Focal ablation technologies are routinely used in the clinical management of inoperable solid tumors but often result in incomplete ablations leading to high recurrence rates. Adjuvant therapies capable of safely eliminating residual tumor cells are therefore of great clinical interest. Interleukin 12 (IL-12) is a potent antitumor cytokine that can be localized intratumorally through coformulation with viscous biopolymers including chitosan (CS) solutions. The objective of this research was to determine if localized immunotherapy with CS/IL-12 could prevent tumor recurrence after cryoablation (CA). Tumor recurrence, overall survival, and protective immunity were assessed. Systemic immunity was evaluated in spontaneously metastatic and bilateral tumor models. Temporal bulk RNA sequencing was performed on tumor and draining lymph node samples. In multiple murine tumor models, the addition of CS/IL-12 to CA reduced recurrence rates by 30–55%. Altogether, this cryo-immunotherapy induced complete durable regression of large tumors in 80–100% of treated animals. Mice treated with CA plus adjuvant CS/IL-12 were partially or completely protected from tumor rechallenge. Systemically, CS/IL-12 prevented lung metastases when delivered as a neoadjuvant to CA. However, CA plus CS/IL-12 had minimal antitumor activity against established, untreated abscopal tumors. Adjuvant anti-PD-1 therapy delayed the growth of abscopal tumors. Transcriptome analyses revealed early immunological changes in the dLN, followed by a significant increase in gene expression associated with immune suppression and regulation. Cryo-immunotherapy with localized CS/IL-12 reduces recurrences and enhances the elimination of large primary tumors. This focal combination therapy also induces significant systemic antitumor immunity although further studies are necessary.

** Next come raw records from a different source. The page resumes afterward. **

PR #28293, opened 2023-05-25
car docs: sort parts by shown name

sshane:


maxime-desroches (changes requested):
This won't pass mypy. I tried to do this exact change in the past.

edit: yeah you can see in the github actions: 
`selfdrive/car/docs_definitions.py:254: error: Returning Any from function declared to return "Union[SupportsDunderLT, SupportsDunderGT]"`

PR #28302, opened 2023-05-26
VW MQB: Angled mounts for Transporter and Crafter

jyoung8607:
Thanks to Ford for getting comma to make these so we can use them too! @sshane @maxime-desroches does this directly control order fulfillment, or do I need to request store purchase flow changes separately?


maxime-desroches:
Angled mounts are currently out of stock, so once this is merged we will update the website to temporary list those cars as "available soon" like we currently do for the Ford Bronco.

incognitojam:
Do you know what angle is ideal for these cars? The angled mount we stock is the same as adding an 8 degree wedge

jyoung8607:
I don't think we've had anyone do an actual measurement to find the ideal angle, but the affected owners have been getting by just fine with locally printed versions of the 8 degree mount from the neo repo. So, it'll do.

PR #28307, opened 2023-05-26
Nissan: use generated DBCs

vanillagorillaa:
Requires https://github.com/commaai/opendbc/pull/841


sshane:
also need to fix the panda safety test now that this is merged

vanillagorillaa:
> also need to fix the panda safety test now that this is merged

https://github.com/commaai/panda/pull/1438

PR #28309, opened 2023-05-26
cabana: support multiplexed signals

deanlee:
~depends on https://github.com/commaai/opendbc/pull/777~   No longer dependent on it. Cabana parses multiplexed signals on its own.

- [x]  parse & edit multiplexed signals
- [x] Group multiplexed signals in tree view 
- [x] don't display overlapping bits warning for multiplexed signals
- [x] add test case for multiplexed signals.
- [x] Display the frequency of each multiplexed signal separately.
   

other changes:

1. cache signal color in member variable
2. remove sources from dbcManager& cleanup code
3. many small code improvements


deanlee:
@adeebshihadeh  this PR is ready.

jnewb1:
Does this support extended multiplexing?

> But CAN DBC files also support extended multiplexing, where a multiplexed signal (in this case S1) can also be a multiplexor and thus control the interpretation of other parts of the data payload.

deanlee:
> Does this support extended multiplexing?
> 
> > But CAN DBC files also support extended multiplexing, where a multiplexed signal (in this case S1) can also be a multiplexor and thus control the interpretation of other parts of the data payload.

Currently not supported. but it can be considered to add in the future.

adeebshihadeh:
@deanlee Any reason this is done in cabana? I think this should go in opendbc's CANParser. @pd0wm might have some thoughts too

deanlee:
@pd0wm  what do you think? should the entire DBC be parsed in Cabana, or just a part of it and put the multiplexed related stuffs in OpenDBC?

pd0wm:
I think it's not trivial to come with a good API for handling multiplexed signals in the CANPacker/Parser, so maybe for now leave it in cabana? There is already a bunch of cabana specific stuff in `DBCFile::parseExtraInfo`.

PR #28311, opened 2023-05-26
offroad alerts: change email reference to support page

sshane:


sshane:
It's also referenced in https://github.com/commaai/openpilot/blob/support-email/selfdrive/assets/offroad/tc.html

MC38 tumors were implanted subcutaneously in the right flanks of female C57BL/6 mice as described above. When tumor volumes measured between 200–500 mm³, CA was performed and CS/IL-12 was intratumorally injected within an hour after CA. Mice were euthanized 3 days and 7 days post-ablation to harvest tumor tissues and tumor-draining inguinal lymph nodes (dLNs). To obtain cell suspensions, dLNs were homogenized through 40 µm mesh strainers with complete T cell media. Tumor tissues were first minced into approximately 0.5 cm squares before treatment with 5X Triple Enzyme Solution (collagenase type IV 10 mg/ml, hyaluronidase 1 mg/ml, and DNase 20,000 units final concentration in Hank’s Buffered Saline Solution) for 30 minutes at 37°C with magnetic bar stirring. The resulting homogenate was filtered through a 70 µm mesh strainer into a clean tube to achieve the final cell suspension.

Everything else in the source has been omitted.